Return only those lines of the listing that hold the word "tried".

» **SOURCE DATA**
*** Block opens ***

Issue #3581, opened 2023-05-07
CI: Dont block CI on flaky tests


fendor:
## Is your enhancement request related to a problem? Please describe.

CI is currently getting stuck a lot. This is terrible for contributors, even simple, small changes can take weeks to merge because CI is taking multiple runs to finally succeed. The main reason for these CI issues are flaky tests, i.e. tests that sometimes fail and sometimes succeed. Contributors have no way of fixing these failing tests, waiting for a contributor who has the permission to restart failing CI jobs.

I think this drags down morale and exhausts possible contributors.

## Describe the solution you'd like

As long as we cannot avoid having flaky tests, these flaky tests should not block CI.
Thus, I propose to run the tests in CI, but no longer fail a CI job if a flaky test fails.
We introduce a new combinator 

```haskell
-- | Mark test as flaky for a specific target
knownFlakyFor :: BrokenTarget -> String -> TestTree -> TestTree
knownFlakyFor ...

-- | Mark test as flaky for all GHC versions
knownFlaky :: String -> TestTree -> TestTree
knownFlaky ...
```

which works like the existing `knownBrokenFor` and `ignoreFor` functions and ties into the same infrastructure, by allowing us to specify on which platform the tests are flaky although, it stands to reason, they are not flaky because of GHC but LSP things.

I want to mark all tests that are known flaky with these combinators, together with possible reasons.

CI should no longer retry a single test suite, but whenever a test is demonstrable flaky, then it should be marked as such.

## Describe alternatives you've considered

Fix all the flaky tests, by either improving lsp-test to be easier to use correctly, migrating integration-tests to unit-tests or fixing the test-cases by introducing some kind of sync points.

I also don't think we run the risk of marking a test as flaky and forgetting about them instead of fixing them. Currently, if a test is flaky, we just restart the CI, usually not even looking at what test failed in particular (correct me if I am wrong).
Testsuite maintenance and bitrot is an important topic anyway, and we need to review the tests that are marked as broken as well, so we just document the status quo in the code, in my opinion.

PR #3582, opened 2023-05-07
Add testutils to mark tests as flaky

fendor:
Issue: #3581 

This PR does three things:
* Don't rerun CI test failures
* Introduce combinators to mark tests as flaky
* Mark all tests as flaky that fail on CI

### DIFF
--- a/.github/workflows/test.yml
+++ b/.github/workflows/test.yml
@@ -118,14 +118,14 @@ jobs:
 
       - if: matrix.test
         name: Test hls-plugin-api
-        run: cabal test hls-plugin-api --test-options="$TEST_OPTS" || cabal test hls-plugin-api --test-options="$TEST_OPTS"
+        run: cabal test hls-plugin-api --test-options="$TEST_OPTS"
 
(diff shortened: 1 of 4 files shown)


fendor:
> Should we have a corresponding ticket for every flaky test?

It would be great, but looking at this CI result, I expect to have 40-50 flaky tests.
Having an issue for each of them looks like overkill to me.

fendor:
Due to the extreme flakiness of lsp-tests, I'm back paddling my extreme approach of marking everything that fails once as flaky. That's a bit disappointing, but I think we'd have to essentially mark every test as flaky eventually, since it is that difficult to write a completely deterministic test with lsp-test (not necessarily the fault of lsp-test).
Thus, we run the test suite twice to wheat out the most flaky behaviour. If a test fails twice in a row, it is marked as flaky. It looks like this will allow us to have fewer flaky tests, thus creating one issue for each seems feasible again.

fendor:
Closing as this seems to be useless for now and I don't intend to get this ready for merge any time soon.

PR #3599, opened 2023-05-17
Bump all packages to version 2.0.0.0 and prepare the release

wz1000:
Bump all packages to version 2.0.0.0.
    
This simplifies the release process as we can bump all package versions in
lockstep prior to a release instead of having to decide version bumps on a case
to case basis while adhering to PVP.

We don't test arbitrary configurations mixing versions of plugins/ghcide which
you might get if you install HLS from hackage. With this in mind, it makes sense
to pin the versions of all packages in this repository

Exceptions include:
- hie-compat (it is used by hiedb and is mostly separate from the other packages - it changes about once a GHC release)
- shake-bench (not meant to be distributed for users, for internal testing only

### DIFF
--- a/.github/workflows/release.yaml
+++ b/.github/workflows/release.yaml
@@ -212,7 +212,7 @@ jobs:
 
   build-mac-x86_64:
     name: Build binary (Mac x86_64)
-    runs-on: macOS-10.15
+    runs-on: macOS-11
     env:
       MACOSX_DEPLOYMENT_TARGET: 10.13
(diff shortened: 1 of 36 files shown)


fendor (approved):
LGTM!

July541 (approved):
Thanks, reasonable to me!

konn (approved):
LGTM, thanks!

michaelpj (approved):

georgefst (approved):
Looks good, though I would be tempted to wait a day or two to see if there's a possibility of a new HLint release which we could include: https://github.com/ndmitchell/hlint/issues/1477#issuecomment-1551544708.

PR #3608, opened 2023-05-27
Prepare 2.0.0.1 release (for GHC 9.6.2 and 9.2.8)

### LINKED ISSUE #3350: Plugin for record-selector to record dot syntax
If the user's editor looks like this:

```
   bar = unFoo foo
             ^
```

We could provide a code action that produces:

```
   bar = foo.unFoo
```

We could also provide this functionality file-wide, either as a an action on the module or in the file explorer.

hasufell:
## Changelog 2.0.0.1

- Add overloaded record dot plugin intial version (closes #3350) (#3560)
- Binaries for GHC 9.2.8 and GHC 9.6.2

----

@michaelpj @fendor @wz1000 @mpickering 

----

## Release checklist

- [x] check ghcup supports new GHC releases if any
- [x] set the supported GHCs in workflow file
- [x] check all plugins still work
- [x] bump package versions
- [x] generate and update changelog
- [x] create release branch
    - https://github.com/haskell/haskell-language-server/tree/wip/2.0.0.1
- [x] create release tag
    - https://github.com/haskell/haskell-language-server/tree/2.0.0.1
- [x] trigger release pipeline (creates a draft)
- [x] run `scripts/release/download-gh-artifacts` to add FreeBSD bindist and signatures
- [x] upload bindists to downloads.haskell.org
- [x] create PR to ghcup-metadata
- [x] get sign-off on release
- [x] publish release on github
- [x] upload hackage packages
- [x] update https://github.com/haskell/ghcup-metadata/blob/develop/hls-metadata-0.0.1.json
- [x] update https://haskell-language-server.readthedocs.io/en/latest/support/ghc-version-support.html#current-ghc-version-support-status
- [ ] post release on discourse and reddit

### DIFF
--- a/.github/scripts/bindist.sh
+++ b/.github/scripts/bindist.sh
@@ -25,7 +25,6 @@ case "${TARBALL_EXT}" in
 		: "${GHCS:="$(cd "$CI_PROJECT_DIR/out/${ARTIFACT}" && rm -f ./*.json && for ghc in * ; do printf "%s\n" "$ghc" ; done | sort -r | tr '\n' ' ')"}"
 		emake --version
 		emake GHCUP=ghcup ARTIFACT="${ARTIFACT}" GHCS="${GHCS}" bindist
-		emake GHCUP=ghcup                        GHCS="${GHCS}" clean-ghcs
 		emake GHCUP=ghcup ARTIFACT="${ARTIFACT}"                bindist-tar
         ;;
     *)
--- a/.github/scripts/bindist.sh
+++ b/.github/scripts/bindist.sh
@@ -25,8 +25,8 @@ case "${TARBALL_EXT}" in
 		: "${GHCS:="$(cd "$CI_PROJECT_DIR/out/${ARTIFACT}" && rm -f ./*.json && for ghc in * ; do printf "%s\n" "$ghc" ; done | sort -r | tr '\n' ' ')"}"
 		emake --version
 		emake GHCUP=ghcup ARTIFACT="${ARTIFACT}" GHCS="${GHCS}" bindist
-		emake GHCUP=ghcup ARTIFACT="${ARTIFACT}"                bindist-tar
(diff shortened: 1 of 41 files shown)


hasufell:
Tag build: https://github.com/haskell/haskell-language-server/actions/runs/5096814660

hasufell:
There's a problem with the release tar jobs running out of space... it seems we need to improve the space management somehow, otherwise we'll be constrained to 6 GHCs per tarball or so.

wz1000:
I don't think we need 9.2.7 either.

wz1000 (approved):

hasufell:
> I don't think we need 9.2.7 either.

I think we do. It's the last 'recommended' release, which means lots of users will still be on it and have a saturated cabal cache.

But if dropping it makes CI pass, ok.

We might need some tweaks to the Makefile to delete GHC versions directly after they are used.

My laptop is in repair, so I can't continue.

wz1000:
> I think we do. It's the last 'recommended' release, which means lots of users will still be on it and have a saturated cabal cache.

Those users can continue using 2.0.0.0

hasufell:
> > I think we do. It's the last 'recommended' release, which means lots of users will still be on it and have a saturated cabal cache.
> 
> Those users can continue using 2.0.0.0

That's not really good user experience. Only our vscode plugin is smart enough to downgrade automatically. 

GHCup doesn't have a simple way to show a matrix. Most users will bump HLS to recommended/latest and still have projects using 9.2.7, because they don't want to rebuild all dependencies just yet.

aryairani:
Out of disk space in CI

hasufell:
Space issues have been fixed: https://github.com/haskell/haskell-language-server/actions/runs/5370295916

I'll finalize the release shortly.

hasufell:
https://github.com/haskell/ghcup-metadata/pull/96

Issue #2931, opened 2022-05-26
SQLite error: database is locked


JoeMShanahan:
I am using HLS on a large project with VSCode, and I am being spammed with the following the error:

    Error condition, please check your setup and/or the issue tracker: 
    HieDb writer thread SQLite error:
      SQLite3 returned ErrorBusy while attempting to perform step: database is locked

I've tried restarting HLS and destroying any stack cache (didn't really expect that one to work!). Happy to provide anything else if there's not enough to go on here. I am thinking there's a manual way to clear the lock, but I don't know what that is!

eddiemundo:
You can try removing `.cache/ghcide`.

aryairani:
I run into this problem too. Restarting VSCode fixes it temporarily, but I wonder if there's a better solution?

eddiemundo:
According to https://www.sqlite.org/rescode.html#locked it says if not in shared memory mode then this error only occurs if incompatible operations happen on the same connection. So because shared memory is off (I think), then it must be because of incompatible operations.

The only operations I see that might do this after HLS has started up is when indexing hie files (`addRefsFromLoaded` from hiedb), and when `setSomethingModified` (`deleteMissingRealFiles` from hiedb) which happens when closing files/workspace config changes. All writes to the hiedb are queued up, but the reads aren't, so my theory is that a read, and a delete on the same table or row is happening simultaneously resulting in a locked error.

Another possibility is writes are happening simultaneously at startup somewhere, but there are only a few places that can happen, writer thread startup, and `runWithDb`.

So if my theory is actually right then I guess one way of fixing it is to retry not only on SQL_BUSY but SQL_LOCKED as well.

July541:
hls-call-hierarchy-plugin had a hiedb write before hls-1.7.0.0, but I never saw errors like this while I'm debugging that, just write here for reference.

PaulJohnson:
I believe this is the bug being discussed in https://github.com/haskell/vscode-haskell/issues/300 and https://github.com/haskell/vscode-haskell/issues/480

Briefly, it seems the VSCode Haskell extension sometimes starts up more than one HLS. That would explain why you get database lock errors. You will probably see duplicate info on popups driven by HLS as well.

lylek:
This has been a major problem for me lately in my daily work. Just within the past month, it has started happening almost constantly, and it's very distracting. Would love to see some resolution on this.

PR #3610, opened 2023-05-28
fix: remove the `Indexing` progress message when exeption in withHieDb

guibou:
If any exception was happening in `withHieDb`, the `post` action was never called, leading to a stale `Indexing` message in the client.

By using `bracket`, we ensure that the `post` message is called in the event of an exception, cleaning the confusing message in the client.

It does not change the well behaving of the indexing (i.e. if it was crashing, it is still crashing), but at least user won't be confused by a stale `Indexing` message.

See https://github.com/haskell/haskell-language-server/issues/2931 for an example when an exception can happen during the indexing.

### DIFF
--- a/ghcide/src/Development/IDE/Core/Compile.hs
+++ b/ghcide/src/Development/IDE/Core/Compile.hs
@@ -901,9 +901,10 @@ indexHieFile se mod_summary srcPath !hash hf = do
             -- If the hash in the pending list doesn't match the current hash, then skip
             Just pendingHash -> pendingHash /= hash
         unless newerScheduled $ do
-          pre optProgressStyle
-          withHieDb (\db -> HieDb.addRefsFromLoaded db targetPath (HieDb.RealFile $ fromNormalizedFilePath srcPath) hash hf')
-          post
+          -- Using bracket, so even if an exception happen during withHieDb call,
+          -- the `post` (which clean the progress indicator) will still be called.
+          bracket_ (pre optProgressStyle) post $
+            withHieDb (\db -> HieDb.addRefsFromLoaded db targetPath (HieDb.RealFile $ fromNormalizedFilePath srcPath) hash hf')
   where
     mod_location    = ms_location mod_summary
     targetPath      = Compat.ml_hie_file mod_location


guibou:
I tried this code for one week at work (super large haskell codebase (hls takes 3 to 5 minutes to start), 2k+ modules, 20 devs) and the stuck `Indexing` message does not appears anymore.

ghcide/src/Development/IDE/Core/Compile.hs
```diff
@@ -902,8 +902,8 @@ indexHieFile se mod_summary srcPath !hash hf = do
             Just pendingHash -> pendingHash /= hash
         unless newerScheduled $ do
           pre optProgressStyle
-          withHieDb (\db -> HieDb.addRefsFromLoaded db targetPath (HieDb.RealFile $ fromNormalizedFilePath srcPath) hash hf')
-          post
+          bracket_ (pre optProgressStyle) post $
+            withHieDb (\db -> HieDb.addRefsFromLoaded db targetPath (HieDb.RealFile $ fromNormalizedFilePath srcPath) hash hf')
```
fendor, line 906: Is the first line still necessary?

fendor (changes requested):
LGTM! 

What do you think about adding your reasoning to the code here?

wz1000 (approved):
This seems like a good idea

ghcide/src/Development/IDE/Core/Compile.hs
```diff
@@ -902,8 +902,8 @@ indexHieFile se mod_summary srcPath !hash hf = do
             Just pendingHash -> pendingHash /= hash
         unless newerScheduled $ do
           pre optProgressStyle
```
wz1000, line 904: This should be removed?

ghcide/src/Development/IDE/Core/Compile.hs
guibou: OMG, that's a mistake. Sorry. Yes. I'll remove it.

ghcide/src/Development/IDE/Core/Compile.hs
guibou: Yes. Sorry about that.

guibou: Fixed. I'm so sorry (i've done some cleanup before sending the MR and as usual, I broke stuff)

guibou:
> LGTM!
> 
> What do you think about adding your reasoning to the code here?

I've added a comment.

ghcide/src/Development/IDE/Core/Compile.hs
```diff
@@ -901,9 +901,10 @@ indexHieFile se mod_summary srcPath !hash hf = do
             -- If the hash in the pending list doesn't match the current hash, then skip
             Just pendingHash -> pendingHash /= hash
         unless newerScheduled $ do
-          pre optProgressStyle
-          withHieDb (\db -> HieDb.addRefsFromLoaded db targetPath (HieDb.RealFile $ fromNormalizedFilePath srcPath) hash hf')
-          post
+          -- Using bracket, so even if an exception happen during withHieDb call,
+          -- the `post` (which clean the progress indicator) will still be called.
+          bracket_ (pre optProgressStyle) post $
+            withHieDb (\db -> HieDb.addRefsFromLoaded db targetPath (HieDb.RealFile $ fromNormalizedFilePath srcPath) hash hf')
```
wz1000, line 907: thinking about it more, I guess we should report to the user that an exception happened instead of silently ignoring it?

guibou: Well, `bracket` does not ignore the exception. Right now it is propagated up, but before it ensures that `post` is called.

Actually, the behavior I had in my editor (neovim) was:

- Before: An exception is displayed in the editor, and then `Indexing` is stuck for an eternity
- Now: The exception is still displayed, but `Indexing` is not stuck anymore.

wz1000: OK, that makes sense. But it still seems wrong in `post` to just increment the counter and pretend nothing happened.

Perhaps we should also keep a record of the failures and report them separately when progress ends?

Ideally we would also retry on the failures, but that gets thorny very quickly. We don't want to keep retrying indefinitely! How have you observed this failing? Is it always just multiple HLS processes? We could add a lock to the `~/.cache/ghcide/...` directory to prevent starting multiple HLS processes on the same project.

I don't expect these to be resolved in this PR, but we should think more about all these interactions.

guibou:
```
HieDb writer thread SQLite error:\n  SQLite3 returned ErrorConstraint while attempting to perform step: UNIQUE constraint failed: defs.hieFile, defs.occ
```

Here is the exception which was returned up to my editor.

fendor (approved):
LGTM :)

ghcide/src/Development/IDE/Core/Compile.hs
guibou: I've opened https://github.com/haskell/haskell-language-server/issues/3622, thank you for remaining me to do it.

Issue #3619, opened 2023-05-31
Editor Configuration Documentation improvement


nlander:
@hasufell @wz1000 As a follow up to discussion on the monthly hls contributers meeting today, I am attempting to lay out some of the issues I have had setting up hls for neovim and some thoughts I have on how the docs could be improved. Appologies if this is a bit longwinded; I am trying to be thorough in documenting my experience.

One idea that stands out to me is that the docs seem to assume that users know how to configure their editor of choice, which I don't think is always a reasonable assumption. In my case, I have previously only used neovim with an extremely minimal configuration and no plugins. I know nothing about lua and how to use it to configure neovim for more complex plugin configuration. As vim/neovim is an editor that can be associated with minimalism, I could imagine that I am not the only person who could find themselves wanting to use hls with neovim and not knowing how to use lua. I could also imagine someone new to haskell trying out more than one new thing at once, and not knowing anything about their editor of choice for the moment. In general I think it would be nice if for as many editors as possible we can include a minimal viable complete configuration for the editor, assuming that the user is coming in with no previous configuration. This should include anything that needs to be installed for the configuration to work (like lua, luarocks, dependency plugins, etc.).

For me specifically, here are the pain points I encountered while getting neovim set up, and the questions I still have. I chose to try [haskell-tools.nvim](https://github.com/MrcJkb/haskell-tools.nvim) first.

- I needed to upgrade my version of neovim, as the apt package is pretty far out of date. I ended up using the [neovim](https://github.com/richin13/asdf-neovim) plugin for [asdf](https://asdf-vm.com/) for this, which worked fine, except that for some reason `~/.asdf/shims` didn't get added to my path when I installed asdf (this likely is related to the fact that I use fish shell).
[...]

PR #3620, opened 2023-06-01
WIP Add detailed neovim setup docs

nlander:
This adds detailed neovim setup documentation as described in #3619.

Any comments from hls users that also use neovim would be appreciated!

I am still unclear if the configuration I have in `~/.config/nvim/ftplugin/haskell.lua` is correct, complete and not redundant.

It would also be nice if instead of stopping at the installation stage if we could include a short description of how to use some of the most common hls features with the default keybindings. I'm still experimenting with using hls in neovim, so any help on this part would be appreciated.

### DIFF
--- a/docs/configuration.md
+++ b/docs/configuration.md
@@ -262,7 +262,7 @@ See [the Sublime Text LSP documentation](https://lsp.sublimetext.io) for informa
 
 ### [Neovim](https://neovim.io)
 
-Neovim provides a [native LSP implementation with a Lua framework](https://neovim.io/doc/user/lsp).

*** Block closes ***

» **ANSWER TO THE EXERCISE**
I've tried restarting HLS and destroying any stack cache (didn't really expect that one to work!). Happy to provide anything else if there's not enough to go on here. I am thinking there's a manual way to clear the lock, but I don't know what that is!
I tried this code for one week at work (super large haskell codebase (hls takes 3 to 5 minutes to start), 2k+ modules, 20 devs) and the stuck `Indexing` message does not appears anymore.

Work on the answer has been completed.